I want to compare sharpness of two lenses, consider 50mm f/1.8G vs 35mm f/1.8G from Nikon on a crop sensor camera by taking some photos (from some small size text on a paper) and review the results. Here, I don't care the perspective issues (just sharpness is important).
You have an apple and an orange and you're trying to compare them.
I can't think of a useful purpose in comparing sharpness for two different focal lengths. Two identical focal lenses maybe (as a deciding factor in choosing one lens over another, maybe), but not different focal lengths, as the choice of focal length is decided by the shot, not how sharp you want it.
To have the similar frame on both photos, I need to move closer to the subject as the second one is a wider lens. When I do this, the texts are more clear on the wide angle lens. I'm not sure if this is fair for comparison, because when you are closer to a subject, you can see better details.
Sharpness for any lens will vary depending on aperture and what part of the frame you look at. That will be different for two different lenses.
And here's where the sharpness test is essentially useless.
Not only will two different lens designs have different overall characteristics, but two individual lenses of identical design can have slightly different characteristics - design tolerances are not zero. Worse still, any two lenses combined with any two theoretically identical models of camera will produce four different results. The combined engineering tolerance variations of these will pretty much guarantee they'll be different.
And you're not even comparing two focal lengths that even close to each other. !
They're both sharp lenses, but they're not sharp everywhere in the frame at any aperture. I can't think of a lens that is.
But these are wide aperture lenses. The most typical use of these is to shoot wide open, or close to it. Wide open they have very narrow depth of field. Which in practical terms means that unless you're shooting a perfectly flat target aligned to the focal plane (think wall), you're really going to only have an extremely small region of the subject in focus even in ideal conditions.

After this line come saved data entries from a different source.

PR #1773, opened 2022-08-16
fix(SelectableCard): avoid hidding all children svg

matthprost:
## Type

- Bug

#### What is expected?

Avoid removing all svg children, only the one of the input.

| url  | Screenshot 2022-08-16 at 11 45 48 | Screenshot 2022-08-16 at 11 45 16 |

### DIFF
--- a/src/components/SelectableCard/index.tsx
+++ b/src/components/SelectableCard/index.tsx
@@ -55,7 +55,7 @@ const StyledElement = (element: typeof Radio) => styled(element, {
     }}
   }
 
-  svg {
+  input + svg {
     ${({ showTick }) => (!showTick ? `display: none;` : null)}
   }
 `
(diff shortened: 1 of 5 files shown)


src/components/SelectableCard/index.tsx
```diff
@@ -55,7 +55,7 @@ const StyledElement = (element: typeof Radio) => styled(element, {
     }}
   }
 
-  svg {
+  & + svg {
```
chambo-e, line 58: Can we target a styled instead ?

chambo-e: Or handle this case in the Radio and Checkbox ?

matthprost: @chambo-e we cannot target styled as it is different depending if it is a radio or a checkbox, also I prefer not creating a prop into those components to display or not tick.

Also you make me notice selector is wrong it should be: 

```js
input + svg {...}
```

This way only the svg after input is removed and no others. As svg is always after input it should work in any scenario.

QuiiBz (approved):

So why is sharpness so important ? I'd suggest it simply isn't.
All a sharpness test of these lenses does is distract you from the reality of using these lenses.

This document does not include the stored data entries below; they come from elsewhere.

PR #1787, opened 2022-08-17
fix: remove phone input component

Lawndlwd:
## Type

- Migration

#### What is expected?

Remove Phone input from Scw-ui


matthprost (changes requested):
There is all visual testing from PhoneInput to remove too :)

chambo-e (approved):

matthprost (approved):

PR #1792, opened 2022-08-18
feat(Toggle): refactor of component

### LINKED ISSUE #1791: refactor: Toggle

matthprost:
## Summary

Closes #1791 

## Type

- Enhancement

#### What is expected?

Refactor of toggle component with animation.

https://user-images.githubusercontent.com/15812968/185442012-4cc6f34b-d64f-4c11-99ff-c25e14c3137f.mov


src/components/Toggle/index.tsx
```diff
@@ -0,0 +1,210 @@
...
+  'data-disabled': boolean
+  'data-size': 'small' | 'large'
+}>`
+  box-sizing: content-box;
+  outline: none;
+  overflow: hidden;
+  display: flex;
+  align-items: center;
+  border: none;
+  border-radius: 34px;
```
DorianMaliszewski, line 35: Should not be hardcoded

src/components/Toggle/index.tsx
```diff
@@ -0,0 +1,210 @@
...
+
+  &:after {
+    content: '';
+    position: absolute;
+    top: ${({ 'data-size': dataSize }) =>
+      SIZES[dataSize].height / 2 - SIZES[dataSize].ball / 2}px;
+    left: 5px;
+    width: ${({ 'data-size': dataSize }) => SIZES[dataSize].ball}px;
+    height: ${({ 'data-size': dataSize }) => SIZES[dataSize].ball}px;
+    border-radius: 100px;
```
DorianMaliszewski, line 50: Here too

src/components/Toggle/index.tsx
```diff
@@ -0,0 +1,210 @@
...
+    ball: 12,
+    height: 20,
+    width: 40,
+  },
+} as const
+
+const StyledToggle = styled.div<{
+  'data-checked': boolean
+  'data-disabled': boolean
+  'data-size': 'small' | 'large'
```
DorianMaliszewski, line 27: Dont need to use `data-size` because the css doesn't depend of its value. Use `size` prop and don't forget to use shouldForwardProp 😄

src/components/Toggle/index.tsx
```diff
@@ -0,0 +1,210 @@
...
+  height: 100%;
+  cursor: pointer;
+
+  &[disabled] {
+    cursor: not-allowed;
+  }
+`
+
+const StyledLabel = styled.label<{
+  'data-size': 'small' | 'large'
```
DorianMaliszewski, line 103: Here too dont need a data attribute

src/components/Toggle/index.tsx
```diff
@@ -0,0 +1,210 @@
...
+            name={name}
+            onChange={onLocalChange}
+            type="checkbox"
+          />
+        </StyledToggle>
+        {label && labelPosition === 'right' ? (
+          <LabelContent label={label} labelPosition={labelPosition} />
+        ) : null}
+      </StyledLabel>
+    </Tooltip>
```
DorianMaliszewski, line 206: There is no more label inside the toggle ? We use it in our console we will need to replace them

DorianMaliszewski (changes requested):

src/components/Toggle/index.tsx
matthprost: @DorianMaliszewski there is no more, as seen with design the toggle is explicit enough to make the user understand that option is on / off. All toggle with text inside on console will be soon replaced with no text inside and a label on left or right side 😄

src/components/Toggle/__stories__/index.stories.tsx
```diff
@@ -0,0 +1,100 @@
...
+      },
+    },
+  },
+  title: 'Components/Data Entry/Toggle',
+} as Meta
+
+const Template: Story<ComponentProps<typeof Toggle>> = ({
+  checked,
+  ...args
+}) => <Toggle {...args} name="Toggle" onChange={() => {}} />
```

So, how should I arrange the scene to be able to test the sharpness of these lenses?
Flat surface, parallel with focal plane (that's fun to arrange !), even diffuse lighting ideally. Tripod, mirror lock up and timed exposure release to avoid vibrations causing blur.
Manual focus, use live view. This should avoid any possibility of focus shift when stopping down because when using Live View cameras typically keep the aperture closed down to the set aperture, whereas when not using Live View they'll open aperture wide for focus acquisition and then stop down to the selected aperture when shooting - in some lenses this can result in a slight focus shift.
How I test lenses is simple : I look for someone else who specializes in this sort of delicate work to do it for me. Photozone.de was/is a pretty good lens test website and I'm certain they've tested those lenses. Lenstip.com was another good one.